Methods: Using a randomized, open-labeled, 3 × 3 crossover method, 9 volunteers were assigned to 3 groups. In period I, nitroglycerin (100 μg/mL) was infused via a PVC- (group A), PU- (group B), or PO-based (group C) administration set. In period II, PU- (group A), PO- (group B), and PVC-based (group C) administration sets were used, and in period III, PO- (group A), PVC- (group B), and PU-based (group C) administration sets were used. The rate of drug administration in all periods was 12 mL/hour for 30 minutes using an infusion pump. Blood samples were collected, and the plasma concentrations of nitroglycerin were analyzed using validated high-performance liquid chromatography coupled with tandem mass spectrometry. Blood pressure was determined using a sphygmomanometer applied to the other upper arm at an interval of 5 minutes.

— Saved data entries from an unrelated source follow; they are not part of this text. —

PR #408, opened 2022-10-24
fix: Allow encode in typescript to use a RegExp for the deliminiter

erik-dreamteam:
For javascript it just implicitly allows that as an option to the split method.


erik-dreamteam:
please review

mobsense:
Done. Thank you again.

PR #409, opened 2022-10-25
feat: add support for ConditionCheck transaction items

erik-dreamteam:
This enables writing conditional expressions on the transaction so that it fails if the conditions aren't met


erik-dreamteam:
relates to https://github.com/sensedeep/dynamodb-onetable/pull/409

mobsense:
Erik, you are on a roll!!!

Awesome.

PR #412, opened 2022-11-04
fix: add missing scope property to OneModel typescript definition

erik-dreamteam:


mobsense:
Thanks -- easy merge that one.

PR #422, opened 2022-11-17
fix: passing `keyof Schema["model"]` to `table.getModel` caused type-error

Haringat:
Fixes issues like "TS2345: Argument of type 'string | number' is not assignable to parameter of type '(string extends keyof TSchema["models"] ? keyof TSchema["models"] & string : keyof TSchema["models"]) | (number extends keyof TSchema["models"] ? keyof TSchema["models"] & number : keyof TSchema["models"])'.   Type 'string' is not assignable to type '(string extends keyof TSchema["models"] ? keyof TSchema["models"] & string : keyof TSchema["models"]) | (number extends keyof TSchema["models"] ? keyof TSchema["models"] & number : keyof TSchema["models"])'." by splitting up the cases and make it easier for typescript to identify whether we want to use the type parameter for only declaring the model we wish to receive or use it to specify the name of the model in the schema which it should fetch from there.

### DIFF
--- a/src/Table.d.ts
+++ b/src/Table.d.ts
@@ -79,7 +79,8 @@ export class Table<Schema extends OneSchema = any> {
     generate(): string;
     getLog(): any;
     getKeys(): Promise<OneIndex>;
-    getModel<T>(name: T extends ModelNames<Schema> ? T : ModelNames<Schema>): T extends string ? Model<Entity<Schema["models"][T]>> : Model<Entity<ExtractModel<T>>>;
+    getModel<T extends ModelNames<Schema>>(name: T): Model<Entity<Schema["models"][T]>>;
+    getModel<T>(name: ModelNames<Schema>): Model<Entity<ExtractModel<T>>>;
     getCurrentSchema(): {};
     groupByType(items: AnyEntity[], params?: OneParams): EntityGroup;
     listModels(): AnyModel[];


mobsense:
Thanks for this. I wan't aware of using multiple type declarations for a single method.

Can you explain a bit more. This is very brittle code with lots of use cases. It is easy (way too easy) to break other use cases.

More detail will help and a test piece of code that fails with your error message.

Haringat:
As far as I understand the previous code, there were two distinct uses for T:
1. (as a string): T must extend keyof Schema["models"] and the method returns the Model of the corresponding part of the schema model.
2. (as an object): T is an arbitrary object (within the constraints of the type parameter of ExtractModel) and the name parameter describes the name of the model inside the schema. Now T is directly passed to ExtractModel and the type is not extracted from the schema.

And those are the two use-cases I split the method into.

mobsense:
Great, thank you.

What was your use case that triggered the error message. Can you give a code sample of the error?

Haringat:
Sadly, I cannot do that.
That was code from my day-job and my employer probably would not like me to leak code from there online.

mobsense:
Understand, but can you describe or use pseudo code to show what caused it.

I'm just trying to reproduce the issue and need to do that before we change this pretty brittle TS code.

Haringat:
It was roughly something like this:
```ts
function x<TSchema extends OneSchema>(schema: TSchema) {
    const table = new Table({
        schema
    });
    return {
        getEntity(entityName: keyof TSchema["models"]): Entity<TSchema["models"][entityName]> {
            return table.getEntity(entityName);
        }
    };
}
```

mobsense:
We'll defer this to the TS conversion work going on.

I've added your change as a comment to the existing code.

Results: We observed that the mean plasma concentration of nitroglycerin over time when administered using a PO-based tube was higher than that when using a PU- or PVC-based tube. When the percent change of the mean arterial pressure from baseline at each time point was compared among groups, there were statistically significant differences between PU and PO or PVC at most points during nitroglycerin infusion.
Conclusion: Our results showed higher nitroglycerin plasma concentration and lower arterial pressure when a PO-based administration set was used than when a PVC- or PU-based administration set was used. PO-based administration sets may be more appropriate for nitroglycerin administration compared to those composed of PVC or PU.